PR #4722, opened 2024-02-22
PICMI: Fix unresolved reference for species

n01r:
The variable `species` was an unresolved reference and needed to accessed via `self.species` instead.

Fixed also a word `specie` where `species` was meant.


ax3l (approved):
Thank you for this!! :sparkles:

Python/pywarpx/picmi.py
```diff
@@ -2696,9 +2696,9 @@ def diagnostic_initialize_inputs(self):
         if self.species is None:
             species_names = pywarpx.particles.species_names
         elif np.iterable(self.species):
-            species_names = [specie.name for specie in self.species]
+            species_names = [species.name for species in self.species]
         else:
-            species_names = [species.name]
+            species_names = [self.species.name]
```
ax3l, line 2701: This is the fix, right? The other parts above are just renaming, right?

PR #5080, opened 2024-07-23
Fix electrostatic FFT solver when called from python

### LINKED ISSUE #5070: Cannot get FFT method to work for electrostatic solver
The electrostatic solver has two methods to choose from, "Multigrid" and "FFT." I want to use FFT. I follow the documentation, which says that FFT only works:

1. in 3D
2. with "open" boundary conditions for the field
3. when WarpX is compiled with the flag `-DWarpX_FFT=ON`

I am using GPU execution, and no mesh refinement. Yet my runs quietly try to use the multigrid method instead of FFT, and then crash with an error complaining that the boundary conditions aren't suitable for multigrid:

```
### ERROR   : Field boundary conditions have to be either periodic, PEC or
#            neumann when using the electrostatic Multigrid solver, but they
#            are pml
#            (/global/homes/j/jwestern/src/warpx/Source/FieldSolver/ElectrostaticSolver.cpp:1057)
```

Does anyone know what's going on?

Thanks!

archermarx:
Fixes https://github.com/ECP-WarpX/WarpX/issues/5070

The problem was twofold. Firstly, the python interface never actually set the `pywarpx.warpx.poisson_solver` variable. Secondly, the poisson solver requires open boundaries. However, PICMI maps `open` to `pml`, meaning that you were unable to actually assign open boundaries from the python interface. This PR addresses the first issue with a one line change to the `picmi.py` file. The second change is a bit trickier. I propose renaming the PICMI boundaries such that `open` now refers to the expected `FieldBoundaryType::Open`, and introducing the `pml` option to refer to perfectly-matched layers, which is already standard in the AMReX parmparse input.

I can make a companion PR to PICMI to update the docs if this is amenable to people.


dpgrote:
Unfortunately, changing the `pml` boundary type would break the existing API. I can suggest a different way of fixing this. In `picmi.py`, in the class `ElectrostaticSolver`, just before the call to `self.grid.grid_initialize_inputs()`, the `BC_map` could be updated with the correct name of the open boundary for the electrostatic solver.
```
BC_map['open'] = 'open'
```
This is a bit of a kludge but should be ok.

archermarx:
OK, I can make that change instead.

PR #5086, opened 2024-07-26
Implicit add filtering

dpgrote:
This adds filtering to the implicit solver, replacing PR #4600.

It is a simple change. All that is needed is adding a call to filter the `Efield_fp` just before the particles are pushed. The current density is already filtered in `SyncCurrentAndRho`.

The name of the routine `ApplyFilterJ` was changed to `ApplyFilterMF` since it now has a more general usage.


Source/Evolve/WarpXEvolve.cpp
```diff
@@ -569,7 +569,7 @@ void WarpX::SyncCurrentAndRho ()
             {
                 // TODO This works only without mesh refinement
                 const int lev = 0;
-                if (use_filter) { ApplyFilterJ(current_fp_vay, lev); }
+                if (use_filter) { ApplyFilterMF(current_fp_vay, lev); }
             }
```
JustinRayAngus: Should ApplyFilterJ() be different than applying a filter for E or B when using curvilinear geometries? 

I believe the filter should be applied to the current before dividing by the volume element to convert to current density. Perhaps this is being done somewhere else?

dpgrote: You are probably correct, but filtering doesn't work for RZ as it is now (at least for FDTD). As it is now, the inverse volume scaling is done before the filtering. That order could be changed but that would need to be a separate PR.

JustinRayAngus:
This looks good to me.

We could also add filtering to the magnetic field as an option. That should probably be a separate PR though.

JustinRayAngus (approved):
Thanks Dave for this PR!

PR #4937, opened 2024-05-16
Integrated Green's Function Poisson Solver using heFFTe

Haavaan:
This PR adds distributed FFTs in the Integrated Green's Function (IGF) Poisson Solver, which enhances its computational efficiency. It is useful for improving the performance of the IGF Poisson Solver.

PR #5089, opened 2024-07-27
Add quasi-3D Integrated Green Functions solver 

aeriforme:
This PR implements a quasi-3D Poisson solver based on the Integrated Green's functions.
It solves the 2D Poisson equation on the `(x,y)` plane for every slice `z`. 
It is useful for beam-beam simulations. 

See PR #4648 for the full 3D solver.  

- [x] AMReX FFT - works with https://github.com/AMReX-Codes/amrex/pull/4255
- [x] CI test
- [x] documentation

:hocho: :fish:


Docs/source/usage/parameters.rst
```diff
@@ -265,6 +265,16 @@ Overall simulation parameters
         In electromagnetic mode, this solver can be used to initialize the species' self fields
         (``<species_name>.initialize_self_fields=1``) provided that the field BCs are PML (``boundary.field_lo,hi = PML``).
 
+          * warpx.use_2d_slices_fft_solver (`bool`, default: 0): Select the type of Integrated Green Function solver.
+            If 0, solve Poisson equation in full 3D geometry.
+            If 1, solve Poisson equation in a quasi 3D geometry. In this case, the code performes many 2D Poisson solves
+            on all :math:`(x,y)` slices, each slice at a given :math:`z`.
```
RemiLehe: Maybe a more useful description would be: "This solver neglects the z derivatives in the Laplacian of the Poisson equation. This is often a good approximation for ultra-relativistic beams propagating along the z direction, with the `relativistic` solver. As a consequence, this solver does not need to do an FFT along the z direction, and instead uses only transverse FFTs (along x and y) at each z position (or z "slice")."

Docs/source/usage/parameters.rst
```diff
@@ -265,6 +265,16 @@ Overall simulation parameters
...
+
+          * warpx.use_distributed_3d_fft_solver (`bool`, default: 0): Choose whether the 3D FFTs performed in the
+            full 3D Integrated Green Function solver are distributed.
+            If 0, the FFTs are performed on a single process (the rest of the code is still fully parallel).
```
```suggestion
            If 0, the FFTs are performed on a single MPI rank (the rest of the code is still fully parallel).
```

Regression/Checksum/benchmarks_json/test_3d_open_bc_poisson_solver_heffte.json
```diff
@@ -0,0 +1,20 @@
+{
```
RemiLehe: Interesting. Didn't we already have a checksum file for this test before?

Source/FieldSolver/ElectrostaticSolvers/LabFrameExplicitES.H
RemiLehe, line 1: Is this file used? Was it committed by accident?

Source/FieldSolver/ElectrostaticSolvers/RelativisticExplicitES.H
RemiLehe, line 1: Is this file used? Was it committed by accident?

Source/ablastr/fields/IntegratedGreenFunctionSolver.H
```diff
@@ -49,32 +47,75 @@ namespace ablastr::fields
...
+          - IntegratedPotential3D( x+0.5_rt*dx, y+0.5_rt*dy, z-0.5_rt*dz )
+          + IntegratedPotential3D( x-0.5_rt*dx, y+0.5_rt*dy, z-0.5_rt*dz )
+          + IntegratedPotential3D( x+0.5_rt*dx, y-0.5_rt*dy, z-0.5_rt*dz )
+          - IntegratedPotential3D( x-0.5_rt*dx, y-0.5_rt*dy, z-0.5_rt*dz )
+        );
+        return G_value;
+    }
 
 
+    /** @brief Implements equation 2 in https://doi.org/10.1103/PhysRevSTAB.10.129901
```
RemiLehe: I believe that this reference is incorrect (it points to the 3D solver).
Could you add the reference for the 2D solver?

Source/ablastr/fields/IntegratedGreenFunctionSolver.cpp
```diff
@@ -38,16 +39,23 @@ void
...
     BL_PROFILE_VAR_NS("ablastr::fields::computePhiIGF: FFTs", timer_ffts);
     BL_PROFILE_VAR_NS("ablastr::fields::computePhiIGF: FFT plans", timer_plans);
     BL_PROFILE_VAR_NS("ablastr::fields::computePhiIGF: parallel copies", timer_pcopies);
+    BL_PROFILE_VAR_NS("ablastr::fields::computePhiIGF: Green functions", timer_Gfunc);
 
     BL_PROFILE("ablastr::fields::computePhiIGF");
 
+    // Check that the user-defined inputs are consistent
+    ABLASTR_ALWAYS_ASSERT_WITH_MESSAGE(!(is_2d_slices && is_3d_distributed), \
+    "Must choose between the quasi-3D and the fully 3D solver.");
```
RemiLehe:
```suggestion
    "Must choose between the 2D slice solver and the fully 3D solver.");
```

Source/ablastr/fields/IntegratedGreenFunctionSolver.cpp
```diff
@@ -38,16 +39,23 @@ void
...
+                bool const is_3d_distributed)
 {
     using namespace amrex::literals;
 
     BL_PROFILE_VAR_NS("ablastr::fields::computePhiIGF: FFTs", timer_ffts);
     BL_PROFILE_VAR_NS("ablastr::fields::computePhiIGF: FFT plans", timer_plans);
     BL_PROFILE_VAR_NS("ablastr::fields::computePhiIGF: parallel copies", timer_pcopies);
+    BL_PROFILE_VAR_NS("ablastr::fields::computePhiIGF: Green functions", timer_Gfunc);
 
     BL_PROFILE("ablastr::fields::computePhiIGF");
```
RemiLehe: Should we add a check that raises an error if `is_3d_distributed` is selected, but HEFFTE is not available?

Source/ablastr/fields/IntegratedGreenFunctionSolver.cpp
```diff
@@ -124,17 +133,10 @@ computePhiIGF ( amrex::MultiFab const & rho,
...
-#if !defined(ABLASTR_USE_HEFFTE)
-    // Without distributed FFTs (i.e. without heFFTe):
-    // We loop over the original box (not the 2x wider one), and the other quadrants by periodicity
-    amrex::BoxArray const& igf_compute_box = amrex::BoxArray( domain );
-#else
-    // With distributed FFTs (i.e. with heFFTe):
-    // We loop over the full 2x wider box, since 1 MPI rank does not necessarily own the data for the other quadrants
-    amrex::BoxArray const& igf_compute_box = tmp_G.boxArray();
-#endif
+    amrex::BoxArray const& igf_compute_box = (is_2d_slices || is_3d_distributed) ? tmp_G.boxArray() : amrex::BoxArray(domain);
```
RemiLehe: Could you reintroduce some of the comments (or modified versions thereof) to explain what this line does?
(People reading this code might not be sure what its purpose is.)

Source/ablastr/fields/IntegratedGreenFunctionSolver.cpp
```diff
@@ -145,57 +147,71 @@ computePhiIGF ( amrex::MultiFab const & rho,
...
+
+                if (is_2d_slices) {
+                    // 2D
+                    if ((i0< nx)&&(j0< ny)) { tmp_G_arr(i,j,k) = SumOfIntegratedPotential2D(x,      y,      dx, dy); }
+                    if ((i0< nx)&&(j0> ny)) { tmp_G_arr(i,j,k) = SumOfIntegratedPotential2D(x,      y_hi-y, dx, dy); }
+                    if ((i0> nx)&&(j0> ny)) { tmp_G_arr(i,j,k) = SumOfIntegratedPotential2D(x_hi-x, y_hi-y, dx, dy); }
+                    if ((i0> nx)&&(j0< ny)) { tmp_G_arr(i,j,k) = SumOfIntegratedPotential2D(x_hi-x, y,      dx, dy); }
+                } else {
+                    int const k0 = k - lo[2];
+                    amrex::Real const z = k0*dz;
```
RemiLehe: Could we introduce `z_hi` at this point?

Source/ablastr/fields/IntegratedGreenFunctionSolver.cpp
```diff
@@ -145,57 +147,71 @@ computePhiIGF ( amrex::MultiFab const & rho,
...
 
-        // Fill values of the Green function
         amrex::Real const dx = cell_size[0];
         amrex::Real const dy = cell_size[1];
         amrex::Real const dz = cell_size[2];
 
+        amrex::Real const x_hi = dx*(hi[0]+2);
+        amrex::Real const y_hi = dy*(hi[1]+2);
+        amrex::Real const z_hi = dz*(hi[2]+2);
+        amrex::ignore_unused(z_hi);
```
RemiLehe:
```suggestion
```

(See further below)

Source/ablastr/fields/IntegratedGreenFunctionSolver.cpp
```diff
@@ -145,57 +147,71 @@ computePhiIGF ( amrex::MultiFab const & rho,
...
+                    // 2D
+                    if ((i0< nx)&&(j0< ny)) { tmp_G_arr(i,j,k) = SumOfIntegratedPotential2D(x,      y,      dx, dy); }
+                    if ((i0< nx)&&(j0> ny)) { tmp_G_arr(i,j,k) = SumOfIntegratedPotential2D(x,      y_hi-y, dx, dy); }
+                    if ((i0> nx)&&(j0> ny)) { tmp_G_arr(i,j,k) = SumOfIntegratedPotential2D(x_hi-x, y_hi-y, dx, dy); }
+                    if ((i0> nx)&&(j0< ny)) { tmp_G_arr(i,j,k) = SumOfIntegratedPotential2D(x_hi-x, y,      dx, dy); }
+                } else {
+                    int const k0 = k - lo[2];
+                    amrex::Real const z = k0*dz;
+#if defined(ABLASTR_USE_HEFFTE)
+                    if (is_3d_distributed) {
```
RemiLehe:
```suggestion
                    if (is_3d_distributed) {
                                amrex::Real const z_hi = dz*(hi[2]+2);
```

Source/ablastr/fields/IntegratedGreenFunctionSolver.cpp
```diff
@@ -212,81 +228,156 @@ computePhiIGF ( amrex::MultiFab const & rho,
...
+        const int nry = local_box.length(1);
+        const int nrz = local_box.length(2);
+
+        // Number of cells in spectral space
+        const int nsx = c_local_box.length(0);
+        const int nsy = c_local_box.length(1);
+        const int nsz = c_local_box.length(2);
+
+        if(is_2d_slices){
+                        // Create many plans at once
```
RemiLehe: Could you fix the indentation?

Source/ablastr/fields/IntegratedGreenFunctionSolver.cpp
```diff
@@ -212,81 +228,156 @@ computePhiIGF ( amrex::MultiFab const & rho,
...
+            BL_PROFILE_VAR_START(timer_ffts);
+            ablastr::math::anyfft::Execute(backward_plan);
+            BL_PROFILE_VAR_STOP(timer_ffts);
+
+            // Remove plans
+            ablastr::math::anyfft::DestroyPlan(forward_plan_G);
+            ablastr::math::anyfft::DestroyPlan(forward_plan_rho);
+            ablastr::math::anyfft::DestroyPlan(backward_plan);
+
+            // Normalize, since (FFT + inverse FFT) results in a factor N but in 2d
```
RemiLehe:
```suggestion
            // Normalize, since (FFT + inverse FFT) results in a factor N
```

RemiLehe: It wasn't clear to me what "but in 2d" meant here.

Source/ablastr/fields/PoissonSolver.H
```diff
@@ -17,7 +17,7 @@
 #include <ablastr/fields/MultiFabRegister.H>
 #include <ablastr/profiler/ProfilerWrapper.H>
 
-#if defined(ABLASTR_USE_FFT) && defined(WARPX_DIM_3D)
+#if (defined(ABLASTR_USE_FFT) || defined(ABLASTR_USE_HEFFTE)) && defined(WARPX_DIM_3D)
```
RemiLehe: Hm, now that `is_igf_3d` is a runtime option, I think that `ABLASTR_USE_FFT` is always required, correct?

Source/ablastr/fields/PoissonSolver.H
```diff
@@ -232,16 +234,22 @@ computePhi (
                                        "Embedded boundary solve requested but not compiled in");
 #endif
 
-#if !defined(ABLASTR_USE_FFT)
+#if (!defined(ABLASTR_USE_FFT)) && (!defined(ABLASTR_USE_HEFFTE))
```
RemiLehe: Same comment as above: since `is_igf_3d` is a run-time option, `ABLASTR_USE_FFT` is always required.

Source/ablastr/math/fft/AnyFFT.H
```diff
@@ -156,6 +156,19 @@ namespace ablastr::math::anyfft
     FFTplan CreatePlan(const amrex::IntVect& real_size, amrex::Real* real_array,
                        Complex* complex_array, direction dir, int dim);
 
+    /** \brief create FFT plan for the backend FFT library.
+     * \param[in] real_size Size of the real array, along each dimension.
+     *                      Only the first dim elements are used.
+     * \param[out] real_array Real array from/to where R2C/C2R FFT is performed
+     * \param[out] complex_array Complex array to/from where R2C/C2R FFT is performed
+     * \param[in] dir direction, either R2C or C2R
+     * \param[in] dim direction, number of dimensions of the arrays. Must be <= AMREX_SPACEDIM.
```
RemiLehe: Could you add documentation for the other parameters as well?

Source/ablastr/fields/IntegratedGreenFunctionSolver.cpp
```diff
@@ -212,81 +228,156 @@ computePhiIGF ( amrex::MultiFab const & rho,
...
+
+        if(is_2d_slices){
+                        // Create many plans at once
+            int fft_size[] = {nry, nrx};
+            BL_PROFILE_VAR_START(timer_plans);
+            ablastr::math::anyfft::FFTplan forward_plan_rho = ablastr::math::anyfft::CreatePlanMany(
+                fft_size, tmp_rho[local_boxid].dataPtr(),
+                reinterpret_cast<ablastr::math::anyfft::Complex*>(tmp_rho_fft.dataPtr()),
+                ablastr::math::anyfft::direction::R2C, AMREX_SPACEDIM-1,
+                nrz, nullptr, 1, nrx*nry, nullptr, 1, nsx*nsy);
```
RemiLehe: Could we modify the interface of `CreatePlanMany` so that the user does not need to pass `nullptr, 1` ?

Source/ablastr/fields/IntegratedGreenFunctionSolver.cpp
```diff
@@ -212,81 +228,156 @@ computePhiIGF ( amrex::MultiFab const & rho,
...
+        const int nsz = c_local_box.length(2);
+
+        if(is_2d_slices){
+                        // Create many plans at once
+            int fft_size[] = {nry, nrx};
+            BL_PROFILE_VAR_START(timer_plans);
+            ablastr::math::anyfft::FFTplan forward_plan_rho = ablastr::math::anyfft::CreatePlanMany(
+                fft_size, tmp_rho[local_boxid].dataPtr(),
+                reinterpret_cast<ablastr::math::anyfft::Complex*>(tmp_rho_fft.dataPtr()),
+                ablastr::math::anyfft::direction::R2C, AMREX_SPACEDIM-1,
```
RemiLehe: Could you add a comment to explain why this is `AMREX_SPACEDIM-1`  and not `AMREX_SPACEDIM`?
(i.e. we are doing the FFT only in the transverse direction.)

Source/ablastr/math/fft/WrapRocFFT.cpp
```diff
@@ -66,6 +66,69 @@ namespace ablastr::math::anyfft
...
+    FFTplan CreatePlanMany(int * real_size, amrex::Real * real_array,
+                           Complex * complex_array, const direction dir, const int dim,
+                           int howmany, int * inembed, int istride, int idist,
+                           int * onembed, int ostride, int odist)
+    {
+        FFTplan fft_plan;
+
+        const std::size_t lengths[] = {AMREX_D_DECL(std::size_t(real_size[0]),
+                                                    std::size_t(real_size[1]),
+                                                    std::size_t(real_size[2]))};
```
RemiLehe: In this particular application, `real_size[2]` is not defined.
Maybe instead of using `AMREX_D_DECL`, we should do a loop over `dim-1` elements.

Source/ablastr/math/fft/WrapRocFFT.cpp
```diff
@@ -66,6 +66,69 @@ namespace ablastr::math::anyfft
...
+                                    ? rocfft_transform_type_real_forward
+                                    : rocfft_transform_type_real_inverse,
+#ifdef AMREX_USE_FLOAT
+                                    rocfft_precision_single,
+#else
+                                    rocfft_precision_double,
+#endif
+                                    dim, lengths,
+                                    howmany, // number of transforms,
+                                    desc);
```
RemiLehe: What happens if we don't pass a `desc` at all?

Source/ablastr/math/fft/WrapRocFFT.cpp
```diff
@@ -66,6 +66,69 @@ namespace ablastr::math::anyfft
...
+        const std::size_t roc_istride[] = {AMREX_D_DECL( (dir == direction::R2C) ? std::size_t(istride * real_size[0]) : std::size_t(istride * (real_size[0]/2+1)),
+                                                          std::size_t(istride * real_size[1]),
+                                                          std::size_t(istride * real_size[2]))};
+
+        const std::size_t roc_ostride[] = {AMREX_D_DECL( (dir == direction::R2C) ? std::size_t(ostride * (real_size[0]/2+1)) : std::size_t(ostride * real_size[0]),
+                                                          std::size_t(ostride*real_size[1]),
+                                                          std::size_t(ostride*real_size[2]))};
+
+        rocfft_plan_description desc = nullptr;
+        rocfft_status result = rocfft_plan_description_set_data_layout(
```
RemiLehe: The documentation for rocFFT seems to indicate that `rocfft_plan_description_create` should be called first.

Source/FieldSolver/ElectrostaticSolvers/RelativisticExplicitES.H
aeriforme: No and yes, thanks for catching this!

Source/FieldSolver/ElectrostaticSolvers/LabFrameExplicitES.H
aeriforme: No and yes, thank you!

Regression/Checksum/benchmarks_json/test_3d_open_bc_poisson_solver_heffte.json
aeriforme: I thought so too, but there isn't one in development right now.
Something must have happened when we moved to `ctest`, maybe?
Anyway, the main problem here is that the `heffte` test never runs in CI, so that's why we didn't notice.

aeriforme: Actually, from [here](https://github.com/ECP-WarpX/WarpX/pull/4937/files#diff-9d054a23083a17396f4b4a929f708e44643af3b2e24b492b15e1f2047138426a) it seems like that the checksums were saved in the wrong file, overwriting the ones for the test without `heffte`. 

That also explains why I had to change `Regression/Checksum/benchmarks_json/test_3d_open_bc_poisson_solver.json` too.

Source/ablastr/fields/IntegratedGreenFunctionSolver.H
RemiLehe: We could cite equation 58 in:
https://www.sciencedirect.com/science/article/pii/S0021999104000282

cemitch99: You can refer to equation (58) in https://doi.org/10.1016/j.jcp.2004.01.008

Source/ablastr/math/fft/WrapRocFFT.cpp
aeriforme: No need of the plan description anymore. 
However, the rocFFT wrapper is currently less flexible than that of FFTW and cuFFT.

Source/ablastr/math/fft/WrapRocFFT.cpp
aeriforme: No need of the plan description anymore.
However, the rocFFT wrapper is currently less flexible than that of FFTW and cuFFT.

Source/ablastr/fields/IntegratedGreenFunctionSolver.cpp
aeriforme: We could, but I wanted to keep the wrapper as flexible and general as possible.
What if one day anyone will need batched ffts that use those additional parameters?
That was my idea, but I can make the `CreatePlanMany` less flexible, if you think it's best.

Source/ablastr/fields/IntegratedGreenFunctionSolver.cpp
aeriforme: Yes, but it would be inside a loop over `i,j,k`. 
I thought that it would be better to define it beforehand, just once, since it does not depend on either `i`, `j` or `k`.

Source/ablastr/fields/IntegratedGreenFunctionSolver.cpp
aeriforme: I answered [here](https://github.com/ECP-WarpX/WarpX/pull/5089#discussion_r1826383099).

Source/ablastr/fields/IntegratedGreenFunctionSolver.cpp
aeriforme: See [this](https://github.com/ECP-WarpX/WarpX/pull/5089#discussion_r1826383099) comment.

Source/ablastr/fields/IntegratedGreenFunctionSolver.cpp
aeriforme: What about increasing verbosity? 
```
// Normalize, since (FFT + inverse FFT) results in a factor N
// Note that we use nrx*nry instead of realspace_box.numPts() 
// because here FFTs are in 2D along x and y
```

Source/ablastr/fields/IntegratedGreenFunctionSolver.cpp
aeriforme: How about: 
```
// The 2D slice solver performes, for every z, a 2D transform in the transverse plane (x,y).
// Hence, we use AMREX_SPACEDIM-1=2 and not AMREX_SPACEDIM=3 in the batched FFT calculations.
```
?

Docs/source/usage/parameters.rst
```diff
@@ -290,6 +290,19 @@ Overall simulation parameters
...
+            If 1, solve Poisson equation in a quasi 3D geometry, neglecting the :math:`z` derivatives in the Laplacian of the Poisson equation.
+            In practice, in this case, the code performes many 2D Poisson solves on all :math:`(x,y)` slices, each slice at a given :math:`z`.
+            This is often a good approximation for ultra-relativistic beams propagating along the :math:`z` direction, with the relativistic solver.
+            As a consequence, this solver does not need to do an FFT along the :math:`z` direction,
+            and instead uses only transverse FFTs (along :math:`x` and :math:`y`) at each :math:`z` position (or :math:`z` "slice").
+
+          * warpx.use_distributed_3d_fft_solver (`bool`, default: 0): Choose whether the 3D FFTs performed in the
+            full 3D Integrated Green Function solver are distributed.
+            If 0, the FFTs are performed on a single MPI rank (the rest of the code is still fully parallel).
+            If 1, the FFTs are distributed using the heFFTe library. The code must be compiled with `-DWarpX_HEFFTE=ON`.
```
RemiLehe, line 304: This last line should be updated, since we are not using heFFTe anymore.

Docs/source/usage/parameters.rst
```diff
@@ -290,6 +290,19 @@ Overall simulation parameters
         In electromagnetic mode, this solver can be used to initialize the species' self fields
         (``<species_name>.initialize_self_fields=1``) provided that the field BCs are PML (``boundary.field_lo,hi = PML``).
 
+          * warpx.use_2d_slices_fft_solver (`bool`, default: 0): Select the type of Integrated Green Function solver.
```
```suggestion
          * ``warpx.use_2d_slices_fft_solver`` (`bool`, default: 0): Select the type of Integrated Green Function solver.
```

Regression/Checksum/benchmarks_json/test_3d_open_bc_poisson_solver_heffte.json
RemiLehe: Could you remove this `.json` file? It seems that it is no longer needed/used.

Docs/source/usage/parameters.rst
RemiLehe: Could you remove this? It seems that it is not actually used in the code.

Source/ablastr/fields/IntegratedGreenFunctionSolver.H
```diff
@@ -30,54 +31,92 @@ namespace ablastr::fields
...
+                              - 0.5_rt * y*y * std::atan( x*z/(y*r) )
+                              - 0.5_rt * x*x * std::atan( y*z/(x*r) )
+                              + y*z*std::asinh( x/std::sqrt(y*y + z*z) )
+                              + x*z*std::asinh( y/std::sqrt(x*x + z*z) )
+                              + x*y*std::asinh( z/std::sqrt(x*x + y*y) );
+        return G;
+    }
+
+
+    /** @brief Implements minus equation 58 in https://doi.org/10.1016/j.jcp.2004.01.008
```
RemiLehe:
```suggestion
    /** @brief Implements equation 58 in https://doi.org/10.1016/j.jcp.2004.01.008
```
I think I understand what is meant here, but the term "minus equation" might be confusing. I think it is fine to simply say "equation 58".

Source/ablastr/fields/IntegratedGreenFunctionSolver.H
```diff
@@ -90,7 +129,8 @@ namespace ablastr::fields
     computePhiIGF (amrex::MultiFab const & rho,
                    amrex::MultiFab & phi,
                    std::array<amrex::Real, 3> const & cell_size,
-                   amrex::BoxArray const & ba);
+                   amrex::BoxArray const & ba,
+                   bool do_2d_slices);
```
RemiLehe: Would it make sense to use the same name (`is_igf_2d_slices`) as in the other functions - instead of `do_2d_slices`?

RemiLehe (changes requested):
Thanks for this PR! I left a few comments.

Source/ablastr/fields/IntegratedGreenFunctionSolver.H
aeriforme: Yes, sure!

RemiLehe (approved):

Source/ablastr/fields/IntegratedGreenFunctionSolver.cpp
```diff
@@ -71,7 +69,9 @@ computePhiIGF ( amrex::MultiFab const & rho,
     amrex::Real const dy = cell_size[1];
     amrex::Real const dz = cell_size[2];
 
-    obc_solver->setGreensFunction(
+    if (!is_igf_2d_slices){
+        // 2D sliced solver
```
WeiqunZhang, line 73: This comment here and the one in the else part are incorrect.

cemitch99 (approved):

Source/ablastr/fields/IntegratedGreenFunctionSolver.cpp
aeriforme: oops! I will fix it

# # # #

-- Assignment --
Write out only the lines from the very start of the entries above to the line that includes "### LINKED ISSUE", both ends included, each one unchanged.

-- Solved exercise --
PR #4722, opened 2024-02-22
PICMI: Fix unresolved reference for species

n01r:
The variable `species` was an unresolved reference and needed to accessed via `self.species` instead.

Fixed also a word `specie` where `species` was meant.


ax3l (approved):
Thank you for this!! :sparkles:

Python/pywarpx/picmi.py
```diff
@@ -2696,9 +2696,9 @@ def diagnostic_initialize_inputs(self):
         if self.species is None:
             species_names = pywarpx.particles.species_names
         elif np.iterable(self.species):
-            species_names = [specie.name for specie in self.species]
+            species_names = [species.name for species in self.species]
         else:
-            species_names = [species.name]
+            species_names = [self.species.name]
```
ax3l, line 2701: This is the fix, right? The other parts above are just renaming, right?

PR #5080, opened 2024-07-23
Fix electrostatic FFT solver when called from python

### LINKED ISSUE #5070: Cannot get FFT method to work for electrostatic solver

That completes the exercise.